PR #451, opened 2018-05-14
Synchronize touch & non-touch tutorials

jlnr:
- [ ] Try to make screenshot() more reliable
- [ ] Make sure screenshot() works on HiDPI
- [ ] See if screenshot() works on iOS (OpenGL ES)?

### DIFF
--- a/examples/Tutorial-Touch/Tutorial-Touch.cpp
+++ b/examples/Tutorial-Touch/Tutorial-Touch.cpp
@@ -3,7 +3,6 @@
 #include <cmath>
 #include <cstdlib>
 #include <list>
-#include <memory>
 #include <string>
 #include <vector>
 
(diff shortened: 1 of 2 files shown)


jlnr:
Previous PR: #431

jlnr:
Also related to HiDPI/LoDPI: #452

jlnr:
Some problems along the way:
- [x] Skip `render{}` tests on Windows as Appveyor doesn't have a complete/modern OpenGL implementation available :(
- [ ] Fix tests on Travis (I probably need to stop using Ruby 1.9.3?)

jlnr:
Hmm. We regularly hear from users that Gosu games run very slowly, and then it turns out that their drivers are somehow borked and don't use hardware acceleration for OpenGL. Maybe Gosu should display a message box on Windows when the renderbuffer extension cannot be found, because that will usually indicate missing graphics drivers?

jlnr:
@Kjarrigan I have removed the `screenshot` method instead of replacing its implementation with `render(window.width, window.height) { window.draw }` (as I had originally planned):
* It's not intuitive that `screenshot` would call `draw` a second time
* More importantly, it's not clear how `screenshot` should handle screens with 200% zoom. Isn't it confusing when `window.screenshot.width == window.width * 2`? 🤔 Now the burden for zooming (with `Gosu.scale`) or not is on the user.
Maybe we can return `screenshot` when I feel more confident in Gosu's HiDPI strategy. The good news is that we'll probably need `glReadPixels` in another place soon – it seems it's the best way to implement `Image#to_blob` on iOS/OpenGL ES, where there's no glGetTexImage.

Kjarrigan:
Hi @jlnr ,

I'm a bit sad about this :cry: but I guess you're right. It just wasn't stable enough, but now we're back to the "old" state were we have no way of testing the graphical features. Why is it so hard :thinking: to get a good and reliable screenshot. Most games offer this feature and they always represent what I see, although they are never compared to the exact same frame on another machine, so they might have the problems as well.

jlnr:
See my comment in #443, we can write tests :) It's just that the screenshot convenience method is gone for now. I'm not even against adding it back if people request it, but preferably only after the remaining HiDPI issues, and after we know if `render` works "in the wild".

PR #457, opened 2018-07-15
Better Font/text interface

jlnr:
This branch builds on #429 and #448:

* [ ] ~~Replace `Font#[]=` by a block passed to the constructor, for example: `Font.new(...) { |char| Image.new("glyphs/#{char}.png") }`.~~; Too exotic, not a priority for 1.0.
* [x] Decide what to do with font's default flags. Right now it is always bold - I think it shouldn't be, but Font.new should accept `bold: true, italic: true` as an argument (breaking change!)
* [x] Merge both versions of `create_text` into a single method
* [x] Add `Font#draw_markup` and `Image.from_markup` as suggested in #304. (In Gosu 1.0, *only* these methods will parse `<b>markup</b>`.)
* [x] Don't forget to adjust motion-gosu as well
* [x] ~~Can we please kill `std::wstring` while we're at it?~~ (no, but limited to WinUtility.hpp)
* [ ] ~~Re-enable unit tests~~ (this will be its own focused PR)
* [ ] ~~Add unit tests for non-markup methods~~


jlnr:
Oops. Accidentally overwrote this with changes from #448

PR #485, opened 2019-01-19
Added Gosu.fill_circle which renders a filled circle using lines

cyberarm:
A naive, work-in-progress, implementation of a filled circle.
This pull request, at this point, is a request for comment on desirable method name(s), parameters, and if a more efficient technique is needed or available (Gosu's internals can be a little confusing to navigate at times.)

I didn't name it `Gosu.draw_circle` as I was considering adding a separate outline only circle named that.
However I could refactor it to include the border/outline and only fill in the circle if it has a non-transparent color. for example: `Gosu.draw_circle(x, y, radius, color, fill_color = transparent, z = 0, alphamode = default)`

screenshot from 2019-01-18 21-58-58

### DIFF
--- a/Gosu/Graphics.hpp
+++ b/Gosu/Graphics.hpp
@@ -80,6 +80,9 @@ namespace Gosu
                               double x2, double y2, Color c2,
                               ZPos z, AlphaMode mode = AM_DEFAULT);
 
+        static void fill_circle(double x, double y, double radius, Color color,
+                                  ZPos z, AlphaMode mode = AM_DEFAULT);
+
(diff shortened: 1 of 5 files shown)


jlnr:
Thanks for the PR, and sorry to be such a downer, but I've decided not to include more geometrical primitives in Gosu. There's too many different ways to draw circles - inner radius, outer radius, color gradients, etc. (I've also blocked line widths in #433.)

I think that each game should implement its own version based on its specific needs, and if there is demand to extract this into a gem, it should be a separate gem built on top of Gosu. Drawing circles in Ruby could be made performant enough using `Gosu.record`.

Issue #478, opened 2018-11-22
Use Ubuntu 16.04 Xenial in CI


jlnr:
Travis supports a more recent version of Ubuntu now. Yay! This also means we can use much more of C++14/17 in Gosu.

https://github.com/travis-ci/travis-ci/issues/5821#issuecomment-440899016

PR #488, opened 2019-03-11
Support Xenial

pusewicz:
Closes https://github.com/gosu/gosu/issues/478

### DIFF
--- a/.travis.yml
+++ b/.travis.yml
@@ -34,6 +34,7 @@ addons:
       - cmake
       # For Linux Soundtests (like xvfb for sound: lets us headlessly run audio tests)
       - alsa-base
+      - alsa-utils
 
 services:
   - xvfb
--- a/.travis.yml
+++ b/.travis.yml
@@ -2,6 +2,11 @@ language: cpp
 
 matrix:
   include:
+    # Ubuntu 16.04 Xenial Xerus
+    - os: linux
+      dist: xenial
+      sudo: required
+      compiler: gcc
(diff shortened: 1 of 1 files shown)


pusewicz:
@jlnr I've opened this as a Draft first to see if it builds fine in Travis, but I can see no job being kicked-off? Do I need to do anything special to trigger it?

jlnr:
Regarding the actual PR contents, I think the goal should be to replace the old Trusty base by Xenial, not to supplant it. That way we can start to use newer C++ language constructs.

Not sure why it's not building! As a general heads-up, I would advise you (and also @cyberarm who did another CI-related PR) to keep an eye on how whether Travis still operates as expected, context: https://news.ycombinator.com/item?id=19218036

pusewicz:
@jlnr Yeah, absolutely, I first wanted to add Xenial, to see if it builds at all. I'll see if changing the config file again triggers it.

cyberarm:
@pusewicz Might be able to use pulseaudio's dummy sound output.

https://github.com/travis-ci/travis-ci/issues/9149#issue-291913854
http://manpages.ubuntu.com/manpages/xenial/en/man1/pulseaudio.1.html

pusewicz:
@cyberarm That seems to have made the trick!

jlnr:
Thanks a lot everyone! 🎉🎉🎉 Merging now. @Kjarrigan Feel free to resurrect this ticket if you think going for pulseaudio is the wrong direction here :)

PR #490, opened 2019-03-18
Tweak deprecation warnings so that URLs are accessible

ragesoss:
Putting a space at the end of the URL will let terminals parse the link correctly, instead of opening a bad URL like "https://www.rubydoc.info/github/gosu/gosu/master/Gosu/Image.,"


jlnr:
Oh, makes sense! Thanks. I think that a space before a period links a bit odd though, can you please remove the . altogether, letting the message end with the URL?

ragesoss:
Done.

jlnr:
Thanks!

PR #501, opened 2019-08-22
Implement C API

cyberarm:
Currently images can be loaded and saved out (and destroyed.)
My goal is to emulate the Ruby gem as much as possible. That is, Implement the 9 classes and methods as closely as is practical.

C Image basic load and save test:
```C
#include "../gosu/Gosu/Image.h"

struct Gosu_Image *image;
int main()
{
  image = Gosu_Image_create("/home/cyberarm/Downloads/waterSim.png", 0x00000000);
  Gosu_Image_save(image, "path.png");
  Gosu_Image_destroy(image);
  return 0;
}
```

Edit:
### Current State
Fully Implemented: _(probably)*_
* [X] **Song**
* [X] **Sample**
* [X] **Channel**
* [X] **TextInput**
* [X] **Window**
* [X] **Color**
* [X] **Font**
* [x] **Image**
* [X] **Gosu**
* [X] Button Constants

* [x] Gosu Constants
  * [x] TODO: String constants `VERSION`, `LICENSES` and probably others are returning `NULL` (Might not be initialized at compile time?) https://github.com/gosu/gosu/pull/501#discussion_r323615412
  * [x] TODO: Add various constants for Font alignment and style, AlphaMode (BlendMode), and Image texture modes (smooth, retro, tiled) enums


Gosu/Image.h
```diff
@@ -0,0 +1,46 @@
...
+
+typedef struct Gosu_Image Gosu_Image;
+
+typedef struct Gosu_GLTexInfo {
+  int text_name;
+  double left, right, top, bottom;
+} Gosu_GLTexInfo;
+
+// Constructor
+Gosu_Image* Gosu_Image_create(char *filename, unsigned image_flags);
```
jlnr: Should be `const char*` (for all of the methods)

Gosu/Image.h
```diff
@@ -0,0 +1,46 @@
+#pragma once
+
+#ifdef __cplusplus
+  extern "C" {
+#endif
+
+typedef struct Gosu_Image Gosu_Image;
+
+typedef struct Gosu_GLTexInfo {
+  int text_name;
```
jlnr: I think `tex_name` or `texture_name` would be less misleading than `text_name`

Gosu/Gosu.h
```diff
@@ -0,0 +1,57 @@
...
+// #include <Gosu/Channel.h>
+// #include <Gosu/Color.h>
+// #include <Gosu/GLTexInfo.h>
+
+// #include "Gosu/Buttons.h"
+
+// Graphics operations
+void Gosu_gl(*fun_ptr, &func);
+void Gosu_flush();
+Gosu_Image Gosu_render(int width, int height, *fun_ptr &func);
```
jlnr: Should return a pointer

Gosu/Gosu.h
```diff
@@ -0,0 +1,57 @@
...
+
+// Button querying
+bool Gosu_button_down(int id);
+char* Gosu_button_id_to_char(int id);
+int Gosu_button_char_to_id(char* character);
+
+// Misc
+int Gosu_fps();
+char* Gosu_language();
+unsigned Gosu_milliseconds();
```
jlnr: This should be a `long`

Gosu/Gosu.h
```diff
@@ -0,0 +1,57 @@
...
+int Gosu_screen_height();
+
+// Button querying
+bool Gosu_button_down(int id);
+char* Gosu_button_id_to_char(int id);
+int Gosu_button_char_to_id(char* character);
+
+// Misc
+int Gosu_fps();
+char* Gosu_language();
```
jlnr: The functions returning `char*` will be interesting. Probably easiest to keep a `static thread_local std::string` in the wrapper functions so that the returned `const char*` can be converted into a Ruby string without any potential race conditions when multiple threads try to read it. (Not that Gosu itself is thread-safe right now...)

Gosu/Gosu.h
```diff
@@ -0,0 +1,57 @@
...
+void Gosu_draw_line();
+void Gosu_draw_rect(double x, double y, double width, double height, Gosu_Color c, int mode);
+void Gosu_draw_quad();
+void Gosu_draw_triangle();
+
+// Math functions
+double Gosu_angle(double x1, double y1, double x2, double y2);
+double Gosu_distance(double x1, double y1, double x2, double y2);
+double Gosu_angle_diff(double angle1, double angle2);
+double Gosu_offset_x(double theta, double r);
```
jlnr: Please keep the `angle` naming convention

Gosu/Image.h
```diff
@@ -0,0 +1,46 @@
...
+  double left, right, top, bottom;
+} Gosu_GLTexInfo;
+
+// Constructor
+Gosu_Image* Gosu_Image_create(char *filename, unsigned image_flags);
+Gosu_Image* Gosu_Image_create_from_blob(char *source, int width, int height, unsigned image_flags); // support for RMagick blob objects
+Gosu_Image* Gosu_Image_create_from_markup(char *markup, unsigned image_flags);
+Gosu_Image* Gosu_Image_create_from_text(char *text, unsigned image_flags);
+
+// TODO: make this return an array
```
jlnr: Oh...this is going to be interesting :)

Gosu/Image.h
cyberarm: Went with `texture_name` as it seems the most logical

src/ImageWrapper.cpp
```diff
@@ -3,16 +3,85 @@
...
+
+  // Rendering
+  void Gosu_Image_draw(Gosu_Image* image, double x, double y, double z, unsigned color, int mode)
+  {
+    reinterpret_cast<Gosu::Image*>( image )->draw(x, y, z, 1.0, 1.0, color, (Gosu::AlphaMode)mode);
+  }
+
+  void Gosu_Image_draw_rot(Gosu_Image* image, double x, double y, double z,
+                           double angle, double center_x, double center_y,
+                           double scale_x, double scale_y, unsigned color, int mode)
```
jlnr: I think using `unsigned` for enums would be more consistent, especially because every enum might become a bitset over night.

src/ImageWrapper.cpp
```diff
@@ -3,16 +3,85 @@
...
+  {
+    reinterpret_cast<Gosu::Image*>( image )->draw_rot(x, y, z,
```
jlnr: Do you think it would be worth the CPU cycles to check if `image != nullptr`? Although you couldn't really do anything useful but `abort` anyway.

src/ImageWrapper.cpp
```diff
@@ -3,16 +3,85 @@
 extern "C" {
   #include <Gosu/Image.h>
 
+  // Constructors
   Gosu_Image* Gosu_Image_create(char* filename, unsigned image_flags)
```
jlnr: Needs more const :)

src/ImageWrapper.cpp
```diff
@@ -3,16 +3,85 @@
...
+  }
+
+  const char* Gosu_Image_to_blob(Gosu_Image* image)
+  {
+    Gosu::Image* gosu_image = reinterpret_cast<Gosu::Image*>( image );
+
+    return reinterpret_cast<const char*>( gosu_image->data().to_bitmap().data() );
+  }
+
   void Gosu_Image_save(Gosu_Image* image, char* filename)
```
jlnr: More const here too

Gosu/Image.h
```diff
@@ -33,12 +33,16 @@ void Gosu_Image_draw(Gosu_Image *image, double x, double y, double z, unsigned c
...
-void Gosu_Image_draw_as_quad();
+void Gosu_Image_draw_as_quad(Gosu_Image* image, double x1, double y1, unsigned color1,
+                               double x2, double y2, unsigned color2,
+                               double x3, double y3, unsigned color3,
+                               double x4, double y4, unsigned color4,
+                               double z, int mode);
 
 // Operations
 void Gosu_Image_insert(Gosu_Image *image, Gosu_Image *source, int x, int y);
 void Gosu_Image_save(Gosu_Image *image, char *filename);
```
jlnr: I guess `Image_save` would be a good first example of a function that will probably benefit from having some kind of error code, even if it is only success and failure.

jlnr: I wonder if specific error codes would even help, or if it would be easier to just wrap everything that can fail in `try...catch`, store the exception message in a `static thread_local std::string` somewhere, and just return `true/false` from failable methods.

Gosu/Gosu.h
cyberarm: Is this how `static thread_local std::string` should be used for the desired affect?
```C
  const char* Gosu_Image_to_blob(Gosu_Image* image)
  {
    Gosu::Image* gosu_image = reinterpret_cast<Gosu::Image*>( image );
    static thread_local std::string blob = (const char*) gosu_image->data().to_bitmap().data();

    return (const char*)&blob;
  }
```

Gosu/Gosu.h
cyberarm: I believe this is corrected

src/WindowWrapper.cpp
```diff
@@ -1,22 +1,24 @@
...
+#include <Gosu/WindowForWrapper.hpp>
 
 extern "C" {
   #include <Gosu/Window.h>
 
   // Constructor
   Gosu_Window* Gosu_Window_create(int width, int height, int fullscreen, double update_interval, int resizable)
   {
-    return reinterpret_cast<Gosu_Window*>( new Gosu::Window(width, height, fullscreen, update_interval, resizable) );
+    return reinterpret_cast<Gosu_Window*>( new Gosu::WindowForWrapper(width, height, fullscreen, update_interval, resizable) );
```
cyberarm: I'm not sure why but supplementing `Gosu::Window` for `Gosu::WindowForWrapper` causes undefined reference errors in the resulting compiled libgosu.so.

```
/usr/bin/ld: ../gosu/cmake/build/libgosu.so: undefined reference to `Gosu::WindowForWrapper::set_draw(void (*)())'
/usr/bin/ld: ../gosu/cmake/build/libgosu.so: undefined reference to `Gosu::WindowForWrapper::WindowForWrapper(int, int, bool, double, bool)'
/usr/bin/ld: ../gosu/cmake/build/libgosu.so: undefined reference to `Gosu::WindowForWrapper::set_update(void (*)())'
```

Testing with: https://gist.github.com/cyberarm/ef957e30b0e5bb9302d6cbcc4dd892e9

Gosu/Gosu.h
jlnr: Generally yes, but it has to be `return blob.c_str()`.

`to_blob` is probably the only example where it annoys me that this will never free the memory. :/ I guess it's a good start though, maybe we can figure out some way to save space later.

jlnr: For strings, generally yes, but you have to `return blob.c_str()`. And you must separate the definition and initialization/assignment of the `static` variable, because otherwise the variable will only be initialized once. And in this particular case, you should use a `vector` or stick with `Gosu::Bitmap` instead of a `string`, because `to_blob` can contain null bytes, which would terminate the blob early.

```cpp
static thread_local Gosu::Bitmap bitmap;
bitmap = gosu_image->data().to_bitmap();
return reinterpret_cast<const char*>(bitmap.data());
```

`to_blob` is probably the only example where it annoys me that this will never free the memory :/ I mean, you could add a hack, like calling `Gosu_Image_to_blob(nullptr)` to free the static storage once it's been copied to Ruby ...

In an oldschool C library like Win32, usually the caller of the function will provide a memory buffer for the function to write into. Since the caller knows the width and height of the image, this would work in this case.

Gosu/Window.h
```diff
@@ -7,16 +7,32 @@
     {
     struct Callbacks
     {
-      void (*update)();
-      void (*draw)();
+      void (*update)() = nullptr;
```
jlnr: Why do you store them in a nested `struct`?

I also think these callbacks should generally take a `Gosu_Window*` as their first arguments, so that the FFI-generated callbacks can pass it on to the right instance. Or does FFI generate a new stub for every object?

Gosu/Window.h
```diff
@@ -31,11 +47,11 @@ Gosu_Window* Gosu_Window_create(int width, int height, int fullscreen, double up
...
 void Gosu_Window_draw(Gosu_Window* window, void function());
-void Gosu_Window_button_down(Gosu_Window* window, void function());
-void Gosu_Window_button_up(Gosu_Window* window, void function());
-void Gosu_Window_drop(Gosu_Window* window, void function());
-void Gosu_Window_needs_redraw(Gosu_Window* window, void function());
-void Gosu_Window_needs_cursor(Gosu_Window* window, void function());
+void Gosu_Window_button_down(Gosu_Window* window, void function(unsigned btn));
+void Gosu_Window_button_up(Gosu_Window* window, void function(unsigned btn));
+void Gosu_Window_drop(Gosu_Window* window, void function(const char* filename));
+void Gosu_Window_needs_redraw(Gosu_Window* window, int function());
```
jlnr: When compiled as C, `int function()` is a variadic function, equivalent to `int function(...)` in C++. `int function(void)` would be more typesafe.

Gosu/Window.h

> _TRY IT_:
Check each line of the records above for the string "source", and report every line that has it.

> _THE ANSWER_:
+Gosu_Image* Gosu_Image_create_from_blob(char *source, int width, int height, unsigned image_flags); // support for RMagick blob objects
 void Gosu_Image_insert(Gosu_Image *image, Gosu_Image *source, int x, int y);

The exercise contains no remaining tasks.